:: SOURCE MATERIAL

PR #3140, opened 2020-10-19
Merge release-horizon-v1.10.1 into master

bartekn:

PR #3146, opened 2020-10-21
services/horizon: Fix Protocol 15 integration test

bartekn:
I broke it when resolving conflicts in https://github.com/stellar/go/pull/3140.

### DIFF
--- a/services/horizon/internal/integration/protocol14_test.go
+++ b/services/horizon/internal/integration/protocol14_test.go
@@ -27,8 +27,8 @@ func TestProtocol15Basics(t *testing.T) {
 	t.Run("Sanity", func(t *testing.T) {
 		root, err := itest.Client().Root()
 		tt.NoError(err)
-		tt.Equal(int32(14), root.CoreSupportedProtocolVersion)
-		tt.Equal(int32(14), root.CurrentProtocolVersion)
+		tt.Equal(int32(15), root.CoreSupportedProtocolVersion)
+		tt.Equal(int32(15), root.CurrentProtocolVersion)
 
 		// Submit a simple tx
 		op := txnbuild.Payment{


services/horizon/internal/integration/protocol14_test.go
```diff
@@ -27,8 +27,8 @@ func TestProtocol15Basics(t *testing.T) {
 	t.Run("Sanity", func(t *testing.T) {
 		root, err := itest.Client().Root()
 		tt.NoError(err)
-		tt.Equal(int32(14), root.CoreSupportedProtocolVersion)
-		tt.Equal(int32(14), root.CurrentProtocolVersion)
+		tt.Equal(int32(15), root.CoreSupportedProtocolVersion)
+		tt.Equal(int32(15), root.CurrentProtocolVersion)
```
Shaptic, line 31: Any thoughts on using `tt.LessEqual` here? It seems odd to have to update these with each new protocol.

Shaptic: Actually, now that I think about it, do we even want a configurable version for integration tests? I can't imagine there's much value in testing for ex. P13 when we're on P16 in the future, for example. Anyway, LGTM but just dropping some thoughts.

Shaptic (approved):

services/horizon/internal/integration/protocol14_test.go
bartekn: I think you're right. In general, when a new protocol version appears for testing we will want to run all existing integration tests to ensure there're no changes in behaviour. We will also write new tests testing new features. So it seems we always want to upgrade to the latest protocol version available in Core.

To sum it up:
* Maybe we should remove sanity test here? I added it when building integration tests engine but it seems it's not needed in the long term.
* Instead of picking the protocol version directly in `integration.Config` maybe we should just upgrade to the latest available version?

Going to merge the PR to fix the tests but I'll create a new issue to discuss this. Thanks for the comment!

::::

#### TASK DESCRIPTION
Your output should match the records above word for word.

#### ANSWER SECTION
PR #3140, opened 2020-10-19
Merge release-horizon-v1.10.1 into master

bartekn:

PR #3146, opened 2020-10-21
services/horizon: Fix Protocol 15 integration test

bartekn:
I broke it when resolving conflicts in https://github.com/stellar/go/pull/3140.

### DIFF
--- a/services/horizon/internal/integration/protocol14_test.go
+++ b/services/horizon/internal/integration/protocol14_test.go
@@ -27,8 +27,8 @@ func TestProtocol15Basics(t *testing.T) {
 	t.Run("Sanity", func(t *testing.T) {
 		root, err := itest.Client().Root()
 		tt.NoError(err)
-		tt.Equal(int32(14), root.CoreSupportedProtocolVersion)
-		tt.Equal(int32(14), root.CurrentProtocolVersion)
+		tt.Equal(int32(15), root.CoreSupportedProtocolVersion)
+		tt.Equal(int32(15), root.CurrentProtocolVersion)
 
 		// Submit a simple tx
 		op := txnbuild.Payment{


services/horizon/internal/integration/protocol14_test.go
```diff
@@ -27,8 +27,8 @@ func TestProtocol15Basics(t *testing.T) {
 	t.Run("Sanity", func(t *testing.T) {
 		root, err := itest.Client().Root()
 		tt.NoError(err)
-		tt.Equal(int32(14), root.CoreSupportedProtocolVersion)
-		tt.Equal(int32(14), root.CurrentProtocolVersion)
+		tt.Equal(int32(15), root.CoreSupportedProtocolVersion)
+		tt.Equal(int32(15), root.CurrentProtocolVersion)
```
Shaptic, line 31: Any thoughts on using `tt.LessEqual` here? It seems odd to have to update these with each new protocol.

Shaptic: Actually, now that I think about it, do we even want a configurable version for integration tests? I can't imagine there's much value in testing for ex. P13 when we're on P16 in the future, for example. Anyway, LGTM but just dropping some thoughts.

Shaptic (approved):

services/horizon/internal/integration/protocol14_test.go
bartekn: I think you're right. In general, when a new protocol version appears for testing we will want to run all existing integration tests to ensure there're no changes in behaviour. We will also write new tests testing new features. So it seems we always want to upgrade to the latest protocol version available in Core.

To sum it up:
* Maybe we should remove sanity test here? I added it when building integration tests engine but it seems it's not needed in the long term.
* Instead of picking the protocol version directly in `integration.Config` maybe we should just upgrade to the latest available version?

Going to merge the PR to fix the tests but I'll create a new issue to discuss this. Thanks for the comment!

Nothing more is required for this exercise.